(What you will do):
Copy out all the lines in the records that include the word "doubleface".

(Supplied material):
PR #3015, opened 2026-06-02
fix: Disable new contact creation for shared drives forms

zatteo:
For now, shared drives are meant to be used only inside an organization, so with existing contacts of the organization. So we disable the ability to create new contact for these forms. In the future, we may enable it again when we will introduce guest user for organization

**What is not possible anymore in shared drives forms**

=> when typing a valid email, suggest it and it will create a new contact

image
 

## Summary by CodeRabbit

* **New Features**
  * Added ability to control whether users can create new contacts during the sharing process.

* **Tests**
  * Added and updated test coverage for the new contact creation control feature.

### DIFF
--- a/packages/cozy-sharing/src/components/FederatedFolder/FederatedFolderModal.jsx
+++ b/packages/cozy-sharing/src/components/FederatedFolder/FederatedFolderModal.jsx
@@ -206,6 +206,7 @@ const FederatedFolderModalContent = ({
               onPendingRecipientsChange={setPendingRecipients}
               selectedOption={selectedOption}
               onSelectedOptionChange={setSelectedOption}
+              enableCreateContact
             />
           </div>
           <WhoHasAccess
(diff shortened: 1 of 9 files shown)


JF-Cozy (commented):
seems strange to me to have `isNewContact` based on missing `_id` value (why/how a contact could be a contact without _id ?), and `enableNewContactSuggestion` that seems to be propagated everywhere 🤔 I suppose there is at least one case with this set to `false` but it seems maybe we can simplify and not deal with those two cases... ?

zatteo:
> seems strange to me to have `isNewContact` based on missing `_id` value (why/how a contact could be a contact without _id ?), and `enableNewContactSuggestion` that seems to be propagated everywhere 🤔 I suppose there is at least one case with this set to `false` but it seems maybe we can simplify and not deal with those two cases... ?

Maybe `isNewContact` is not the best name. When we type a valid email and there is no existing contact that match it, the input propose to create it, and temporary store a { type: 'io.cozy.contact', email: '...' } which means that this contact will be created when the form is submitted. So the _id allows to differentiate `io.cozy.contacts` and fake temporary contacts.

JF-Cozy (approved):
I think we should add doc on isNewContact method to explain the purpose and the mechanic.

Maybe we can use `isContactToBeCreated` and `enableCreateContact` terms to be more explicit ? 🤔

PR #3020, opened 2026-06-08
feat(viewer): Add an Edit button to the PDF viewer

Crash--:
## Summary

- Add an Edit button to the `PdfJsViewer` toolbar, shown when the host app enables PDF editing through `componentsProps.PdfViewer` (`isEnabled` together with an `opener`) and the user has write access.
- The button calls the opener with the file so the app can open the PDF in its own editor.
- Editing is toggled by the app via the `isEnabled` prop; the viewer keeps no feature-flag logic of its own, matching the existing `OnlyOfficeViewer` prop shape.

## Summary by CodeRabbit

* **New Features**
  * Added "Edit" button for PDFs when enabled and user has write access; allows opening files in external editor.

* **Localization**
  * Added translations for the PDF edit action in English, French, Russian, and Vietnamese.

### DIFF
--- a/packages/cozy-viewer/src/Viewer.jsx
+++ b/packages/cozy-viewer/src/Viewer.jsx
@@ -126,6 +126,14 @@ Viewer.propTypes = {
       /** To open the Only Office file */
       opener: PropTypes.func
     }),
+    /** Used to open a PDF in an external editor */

...

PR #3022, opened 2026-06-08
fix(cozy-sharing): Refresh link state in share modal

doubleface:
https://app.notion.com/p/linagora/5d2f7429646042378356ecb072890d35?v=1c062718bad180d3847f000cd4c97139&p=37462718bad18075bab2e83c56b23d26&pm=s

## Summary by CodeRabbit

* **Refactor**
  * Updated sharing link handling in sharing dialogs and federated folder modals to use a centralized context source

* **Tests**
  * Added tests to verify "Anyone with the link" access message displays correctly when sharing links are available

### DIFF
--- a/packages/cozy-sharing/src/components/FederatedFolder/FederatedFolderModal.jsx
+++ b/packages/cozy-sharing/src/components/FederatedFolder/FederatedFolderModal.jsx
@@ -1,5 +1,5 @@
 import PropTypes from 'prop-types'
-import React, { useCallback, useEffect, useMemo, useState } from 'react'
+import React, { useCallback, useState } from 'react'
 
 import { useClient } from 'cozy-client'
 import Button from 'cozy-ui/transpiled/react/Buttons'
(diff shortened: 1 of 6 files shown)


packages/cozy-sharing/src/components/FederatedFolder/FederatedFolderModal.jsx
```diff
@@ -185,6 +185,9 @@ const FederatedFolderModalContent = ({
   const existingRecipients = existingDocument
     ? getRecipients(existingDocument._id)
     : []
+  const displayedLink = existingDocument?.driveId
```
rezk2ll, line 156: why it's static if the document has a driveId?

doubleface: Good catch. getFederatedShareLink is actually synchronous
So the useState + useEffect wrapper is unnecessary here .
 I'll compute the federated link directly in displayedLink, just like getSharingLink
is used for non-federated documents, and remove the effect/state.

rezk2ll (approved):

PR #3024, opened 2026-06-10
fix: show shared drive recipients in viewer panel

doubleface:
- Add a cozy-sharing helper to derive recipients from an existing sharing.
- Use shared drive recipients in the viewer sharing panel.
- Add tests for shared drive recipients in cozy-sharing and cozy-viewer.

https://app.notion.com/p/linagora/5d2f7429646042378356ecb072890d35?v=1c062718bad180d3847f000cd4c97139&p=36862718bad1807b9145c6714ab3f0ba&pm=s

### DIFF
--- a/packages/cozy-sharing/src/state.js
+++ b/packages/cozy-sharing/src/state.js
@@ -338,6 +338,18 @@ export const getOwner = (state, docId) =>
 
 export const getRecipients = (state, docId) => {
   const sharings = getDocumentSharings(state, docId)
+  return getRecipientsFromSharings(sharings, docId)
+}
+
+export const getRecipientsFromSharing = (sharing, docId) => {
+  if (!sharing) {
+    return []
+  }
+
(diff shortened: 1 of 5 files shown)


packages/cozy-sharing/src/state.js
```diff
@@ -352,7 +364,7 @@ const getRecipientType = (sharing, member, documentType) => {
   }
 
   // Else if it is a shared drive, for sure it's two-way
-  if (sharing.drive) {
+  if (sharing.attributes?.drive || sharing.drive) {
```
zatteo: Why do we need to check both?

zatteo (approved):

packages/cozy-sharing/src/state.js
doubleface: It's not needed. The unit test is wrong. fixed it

(Your response):
doubleface:
doubleface: Good catch. getFederatedShareLink is actually synchronous
doubleface:
doubleface: It's not needed. The unit test is wrong. fixed it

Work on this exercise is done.